GTs58 Thanks for clarifying the 1959 year. 
But would some late model 1958  pre-production 1959 Schwinn models have the "S" seat?


----------



## GTs58 (Feb 4, 2022)

koolbikes said:


> GTs58 Thanks for clarifying the 1959 year.
> But would some late model 1958  pre-production 1959 Schwinn models have the "S" seat?




Maybe, but I really doubt it. Since Schwinn stamped the serial numbers on the bike components prior to them being used in building a frame, you'll see the next year's models with November and December serial numbered components, BB shell, drop out and head tubes. This was normal and those late year stamped serials ended up on bikes actually built in the next year. The first built 1962 Corvette 5 speeds had the serial numbers stamped on November 27th 1961. The new Mayweg dual stage front carrier that was on the new 1959 models was first used on some actual 1958 Jags and Corvettes. For years I thought those were changed out by some owners until I noticed a few 1958 comic book advertisements. So anything is possible but I really haven't noticed any 58's that were original with the S seats









.


----------



## rollfaster (Feb 5, 2022)

59 was a huge year for changes, including the monogram S seat.


----------



## GTs58 (Feb 5, 2022)

rollfaster said:


> 59 was a huge year for changes, including the monogram S seat.
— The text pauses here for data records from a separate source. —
PR #3708, opened 2023-01-28
[PIPE-474]  raw fabs to tx norm date parsing fixes

kwhickey:
**Description:**
Adding further date-parsing handling of the published_fabs to transaction_normalized mappings for action_date and the two period of performance columns, since raw fabs records see string dates in a variety of formats"

**Technical details:**
- the `raw.published_fabs.action_date` column was being used in its raw form to derive the fiscal year, and needed to be parsed into a date first
- the `raw.published_fabs.period_of_performance_curr|star` columns were being casted to date, but that will now work with strings in the format of `mm/dd/YYYY`, which this raw table has

    - [ ] Backend
    - [ ] Frontend <OPTIONAL>
    - [ ] Operations <OPTIONAL>

```
```

### DIFF
--- a/usaspending_api/etl/management/commands/load_transactions_in_delta.py
+++ b/usaspending_api/etl/management/commands/load_transactions_in_delta.py
@@ -22,6 +22,7 @@ from usaspending_api.broker.helpers.last_load_date import (
     get_last_load_date,
     update_last_load_date,
 )
+from usaspending_api.common.data_classes import TransactionColumn
 from usaspending_api.common.etl.spark import create_ref_temp_views
 from usaspending_api.common.helpers.spark_helpers import (
     get_active_spark_session,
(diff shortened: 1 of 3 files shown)


usaspending_api/transactions/delta_models/transaction_fpds.py
```diff
@@ -363,6 +363,7 @@
     TransactionColumn("modification_number", "award_modification_amendme", "STRING"),
     TransactionColumn("non_federal_funding_amount", "NULL", "NUMERIC(23, 2)", "literal"),
     TransactionColumn("original_loan_subsidy_cost", "NULL", "NUMERIC(23, 2)", "literal"),
+    # All period_of_performance_* fields seen as: YYYY-MM-DD 00:00:00, so cast works
     TransactionColumn("period_of_performance_current_end_date", "period_of_performance_curr", "DATE", "cast"),
```
DManowitz-BAH, line 367: Although we have only seen `period_of_performance_*` fields as YYYY-MM-DD format in fpds, I'd still put the handling as `parse_string_datetime_to_date` to be more robust against the possibility of seeing other formats in the future.

DManowitz-BAH (approved):

usaspending_api/etl/management/commands/load_transactions_in_delta.py
```diff
@@ -595,12 +606,19 @@ def select_columns_transaction_fabs_fpds(bronze_table_name):
...
 
         def select_columns_transaction_normalized(bronze_table_name):
+            action_date_col = next(
+                filter(
+                    lambda c: c.dest_name == "action_date" and c.source == "action_date",
+                    FABS_TO_NORMALIZED_COLUMN_INFO if transaction_type == "fabs" else DAP_TO_NORMALIZED_COLUMN_INFO,
+                )
+            )
+            parse_action_date_sql_snippet = handle_column(action_date_col, bronze_table_name, is_result_aliased=False)
             select_cols = [
```
DManowitz-BAH, line 616: Rather than calling `handle_column` here, why not just call `build_date_format_sql`?

usaspending_api/etl/management/commands/load_transactions_in_delta.py
```diff
@@ -513,67 +514,77 @@ def update_awards(self):
...
+            sql_snippet = f"""
+                CASE WHEN regexp({bronze_table_name}.{col.source}, '{regexp_mmddYYYY}')
+                          THEN {mmddYYYY_fmt}
+                     ELSE {YYYYmmdd_fmt}
+                END{' AS ' + col.dest_name if is_result_aliased else ''}
+            """
+            return sql_snippet
+
+        def handle_column(col, bronze_table_name, is_result_aliased=True):
             if col.handling == "cast":
```
DManowitz-BAH, line 567: If you changed the call to `handle_column` below to `build_date_format_sql`, you don't need to add the `is_result_aliased` argument to this function here, which is never used in its original called location and doesn't really make sense to be allowed for the literal case.

DManowitz-BAH (changes requested):

usaspending_api/transactions/delta_models/transaction_fpds.py
DManowitz-BAH: Had second thoughts after I approved.  See below.

usaspending_api/etl/management/commands/load_transactions_in_delta.py
kwhickey: @DManowitz-BAH the rationale for using the `handle_column` to derive the date-parsing SQL for `action_date` rather than directly calling `build_date_format_sql` was two-fold:
1. to allow that when date-parsing `action_date`, or any other column that needs it, just pass in the `TransactionColumn` object and don't predetermine _what kind_ of date-parsing is needed. Let the logic of `handle_column` read the value of the `TransactionColumn.handling` to determine which of the (currently) two types of date-parsing to do. A bit of defensive programming: If not done this way, and casting to `DATE` is hard coded as `is_casted_to_date=True` or `is_casted_to_date=True` in a call to `build_date_format_sql`, if for some reason the `TranactionColumn.handling` value is changed in the column spec, it will probably lead to a subtle bug because it will be unlikely someone will remember to also go find any call to `build_date_format_sql` for that column and also change `True` to `False` or vice versa.
2. That way a general pattern is established for any other `TransactionColumn` object that needs to have date-parsing SQL built and extracted for use somewhere --> just pass the `TransactionColumn` object to `handle_column` and let it figure out based on the attributes of the object how to build the sql (e.g. cast or not cast)

DManowitz-BAH: OK

DManowitz-BAH (approved):

usaspending_api/transactions/delta_models/transaction_fpds.py
kwhickey: I added the smart-date-parsing for FPDS too and committed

Another not so noticeable change for the 1959 Cantilever bikes was the frame change. The seat stay geometry and bends behind the seat post were widened. 57 frame on the bottom and 61 frame top.


----------



## Rivnut (Feb 6, 2022)

During what years did Schwinn use the seat with the three rivets in each side?  I have a decent rivet 3 seat except for the cover seems to hav shrunk between the bottom of the pan and the rivets.  Any fix for that?


----------



## GTs58 (Feb 6, 2022)

Rivnut said:


> During what years did Schwinn use the seat with the three rivets in each side?  I have a decent rivet 3 seat except for the cover seems to hav shrunk between the bottom of the pan and the rivets.  Any fix for that?




The 1958 crash rail Mesinger had three rivets but no S and it was the same seat as the 59 three rivet Mesinger with the S. That seat was used thru the 1961 production and the 1962 Mesinger showed up with the 2 rivets. But then the parts runner found a box of the three rivet seats in the back of the parts shed so every once in a while you'll see an early 1962 wearing a three rivet Mesinger.

No fix for shrunken vinyl as far as I know.


----------



## Boris (Feb 6, 2022)

Does someone have a couple of top and bottom photos of the 3 rivet seat that they could post?


----------



## GTs58 (Feb 6, 2022)

Boris said:


> Does someone have a couple of top and bottom photos of the 3 rivet seat that they could post?



https://www.ebay.com/itm/294799904195?campid=5335809022
There's a couple more on eBay if these don't show you what you're looking for.


----------



## bloo (Feb 6, 2022)

Oh, but that's the fancy one with the guardrail and the double springs. 

How does the cheaper single-spring "S" seat, as I suspect was found on cheaper models, fit into this rivets/year pattern?


----------



## Boris (Feb 6, 2022)

GTs58 said:


> https://www.ebay.com/itm/294799904195?campid=5335809022
> There's a couple more on eBay if these don't show you what you're looking for.



Thanks! I recently purchased this seat from Mike (hope he doesn't mind my posting).
Aside from the replaced rivet with screws, is the rest of the seat correct? And what year would this seat be correct for?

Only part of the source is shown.